Should the rows with null be retrieved, or should they be left out? When the DBMS evaluates a null against the logical criterion of salary value greater than 60,000, it cannot determine whether the row containing the null meets the criteria. Maybe it does, and maybe it does not. For this relation, we say that relational databases use three-valued logic. The result of the evaluation of a logical expression is true, false, or maybe. Codd's third rule therefore deals with the issue of nulls:
Null values (distinct from the empty character string or a string of blank characters or any other number) are supported in the fully relational DBMS for representing missing information in a systematic way, independent of data type.

Where to store NULL values: First, a relational DBMS must store the same value for null in all columns and rows where the user does not explicitly enter data values. The value used for null must be the same, regardless of the data type of the column. Note that null is not the same as a space character or zero; it has its own distinct ASCII or UNICODE value. However, in most cases when you see a query’s result table on the screen, nulls do appear as blank.
Second, the DBMS must have some consistent, known way of handling those nulls when performing queries. Typically, you will find that rows with nulls are not retrieved by a query, such as the salary greater than 60,000 example, unless the user explicitly asks for rows with a value of null. Most relational DBMSs today adhere to a three-valued logic truth table to determine retrieval behavior when they encounter nulls.
The inclusion of nulls in a relation can be extremely important. They provide a consistent way to distinguish between valid data such as a 0 and missing data. For example, there is a big difference between the balance in an account payable being 0 and being unknown. The account with 0 is something we like to see; the account with an unknown balance could be a significant problem. The concept of unknown values is not unique to relational databases. Regardless of the data model it uses, a DBMS must contend with the problem of how to behave when querying against a null.

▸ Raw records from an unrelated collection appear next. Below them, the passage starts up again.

PR #1844, opened 2021-02-05
Improve typehints/comments related to deduplication listener

xrosecky:
We use phpstan for code analysis and we found some QA issues when extending deduplication listener in our module.

### DIFF
--- a/module/VuFind/src/VuFind/Search/Solr/DeduplicationListener.php
+++ b/module/VuFind/src/VuFind/Search/Solr/DeduplicationListener.php
@@ -33,11 +33,11 @@
  */
 namespace VuFind\Search\Solr;
 
+use Interop\Container\ContainerInterface;
 use Laminas\EventManager\EventInterface;
-
 use Laminas\EventManager\SharedEventManagerInterface;
-use Laminas\ServiceManager\ServiceLocatorInterface;
-use VuFindSearch\Backend\BackendInterface;
+
+use VuFindSearch\Backend\Solr\Backend;
 
 /**
  * Solr merged record handling listener.
@@ -54,14 +54,14 @@ class DeduplicationListener
     /**
      * Backend.
      *
-     * @var BackendInterface
+     * @var Backend
      */
     protected $backend;
 
     /**
      * Superior service manager.
      *
-     * @var ServiceLocatorInterface
+     * @var ContainerInterface
      */
     protected $serviceLocator;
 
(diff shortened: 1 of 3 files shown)


module/VuFind/src/VuFind/Search/Solr/DeduplicationListener.php
```diff
@@ -89,18 +89,18 @@ class DeduplicationListener
...
-     * @param string                  $searchConfig     Search config file id
-     * @param string                  $dataSourceConfig Data source file id
-     * @param bool                    $enabled          Whether deduplication is
-     * enabled
+     * @param Backend            $backend          Search backend
+     * @param ContainerInterface $serviceLocator   Service locator
+     * @param string             $searchConfig     Search config file id
+     * @param string             $dataSourceConfig Data source file id
+     * @param bool               $enabled          Whether deduplication is
+     *                                             enabled
```
demiankatz: Whitespace is not required here; PHPDoc does not require this kind of text alignment, as it reduces readability for long descriptions.

module/VuFind/src/VuFind/Search/Solr/DeduplicationListener.php
```diff
@@ -33,11 +33,11 @@
  */
 namespace VuFind\Search\Solr;
 
+use Interop\Container\ContainerInterface;
```
demiankatz: I would recommend using Psr\Container\ContainerInterface here instead of Interop\Container\ContainerInterface; both currently work, but the Interop version is deprecated and will eventually be removed, so using the Psr version will save us time in the future.

demiankatz (commented):
Thanks, @xrosecky, I've left a couple of minor comments.

Some of the work here includes things that I've been thinking about applying more broadly to the code for VuFind 8 -- such as replacing ServiceLocatorInterface references with the more generic/flexible ContainerInterface. That might be a worthwhile project to undertake in a separate PR (though I haven't investigated deeply yet, so I'm not sure how large the scope of the change might be).

I'm also requesting a review from @EreMaijala, since this is largely his code, and I want to be sure he doesn't have any concerns about making some of the typehints more specific and more general.

In any case, thanks for your work on improving code quality -- there's a lot more we can do, but every bit helps!

demiankatz:
I'm also renaming this PR to make its title a bit more specific.

EreMaijala (approved):
Looks good to me. Thanks!

demiankatz:
Thanks again, everyone -- I've merged this.

PR #2027, opened 2021-07-15
Aleph driver: record ID can contain bibliographic base even if only o…

xrosecky:
…ne base is configured


demiankatz:
Thanks, @xrosecky, this makes sense to me, but I'm going to ask @welblaud to also take a look since he's in a better position to actually test this.

demiankatz:
Merging with approval from @welblaud -- thanks to both of you! :-)

PR #2028, opened 2021-07-22
[VUFIND-1468] Normalize creator punctuation.

demiankatz:
TODO
- [x] Design configuration
- [x] Read configuration
- [x] Apply configuration
- [x] Test
  - [x] Regex application
  - [x] Paired character matching
  - [x] Abbreviation special case
  - [x] Initial special case
  - [x] Run full test suite
- [x] Resolve [VUFIND-1468](https://vufind.org/jira/browse/VUFIND-1468) when merging


demiankatz:
This is my first attempt at a solution to VUFIND-1468. It is heavily inspired by @EreMaijala's RecordManager work, though not identical -- I tried to move more of the behavior into the configuration to increase flexibility. It seems to work reasonably well for the test data included with VuFind, and for a variety of edge cases I tried throwing at it manually. I'd be interested to hear @mtrojan-ub's thoughts on this, particular from a performance perspective, since I know he has been working with the creator indexing code recently.

In order to make all of this work, I also had to make some adjustments/additions to the Java code for loading configurations. I added a TODO comment for improved comment handling when reading the .ini, since the solution I came up with to make things work here is not comprehensive... but I didn't have enough time to perfect a better regex-based solution.

I'm also not really sure that author-classification.ini is the best place for these configuration settings and am open to moving them elsewhere... but since this config is already used for creator indexing, it seemed marginally more efficient to expand it than to create a new one.

I welcome feedback, but I think this is, at very least, a step forward!

import/index_java/src/org/vufind/index/PunctuationContainer.java
```diff
@@ -0,0 +1,78 @@
...
+        new ThreadLocal<PunctuationContainer>()
+        {
+            @Override
+            protected PunctuationContainer initialValue()
+            {
+                return new PunctuationContainer();
+            }
+        };
+
+    private Set<String> punctuationRegEx = new LinkedHashSet<String>();
```
mtrojan-ub: If we store patterns here and use `name.replaceAll()` later, the patterns need to be compiled every single time.
For performance reasons it would be better to change the type from `Set<String>` to `Set<java.util.regex.Pattern>` and to call `Pattern.Compile(string)` for each entry only once when populating the set.

config/vufind/author-classification.ini
```diff
@@ -6,6 +6,34 @@ firstAuthorRoles = adp,aut,cmp,cre,dub,inv
...
 
+; When extracting roles, it may also be necessary to adjust punctuation on the
+; corresponding names. The following three sections contain settings related to
+; punctuation stripping.
+
+; This is a list of regular expression patterns to remove from names. These will
+; be applied in the order provided. In addition to the patterns specified here,
+; trailing periods will always be stripped (subject to abbreviation rules below).
+[PunctuationRegExToStrip]
+0 = "[ /:;,=(\\[]*$"
```
mtrojan-ub: Instead of hardcoding characters like spaces, it might be better to use character classes like `\s` to also match special kinds of unicode spaces that do not match a "normal" space.

It might be necessary to set the UNICODE_CHARACTER_CLASS flag when using / compiling patterns for this to work, depending on the Java version.

demiankatz:
Thanks for the review, @mtrojan-ub, this is very helpful; I'll try to find time to make these changes early next week, if not sooner.

import/index_java/src/org/vufind/index/PunctuationContainer.java
demiankatz: Good idea. Does 5eb3082  look good to you?

config/vufind/author-classification.ini
demiankatz: Excellent point -- I have addressed this in 20d2a67 (and confirmed that the UNICODE_CHARACTER_CLASS flag is indeed necessary to properly handle unicode spaces).

demiankatz:
I have made the suggested changes and will now re-run the test suite to be sure all is still well. I'll also leave this open until @EreMaijala has an opportunity to comment, in case he has any additional suggestions.

demiankatz:
All tests still passing!

import/index_java/src/org/vufind/index/PunctuationContainer.java
mtrojan-ub: Yes that looks better, thanks!

EreMaijala (approved):
@mtrojan-ub Those performance-related comments were great! I've nothing further, looks good to me.

demiankatz:
Thanks again, @EreMaijala and @mtrojan-ub -- merging now.

PR #2030, opened 2021-07-23
Fix checking of metadata emptyness in cover router

xmorave2:
Cover handlers getMetadata always rerurn array, never boolean false


demiankatz:
Thanks for the catch!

Rule 3: Systematic Treatment of NULL Values

Question: What Are Codd's Rules of an RDBMS?
Rule 3 states that NULL values (distinct from an empty character string, a string of blank characters, or a numeric zero value) are supported in the RDBMS as a systematic representation of missing information, independent of the data type of the column containing the NULL value. This means that the database engine has to allow NULL values for any data type, as distinct and different from zeros, spaces, and N/A. This emphasizes the importance of the database supporting defined nullability (the ability to not have any value at all) and optionality (the ability for optional relationships to other data sets).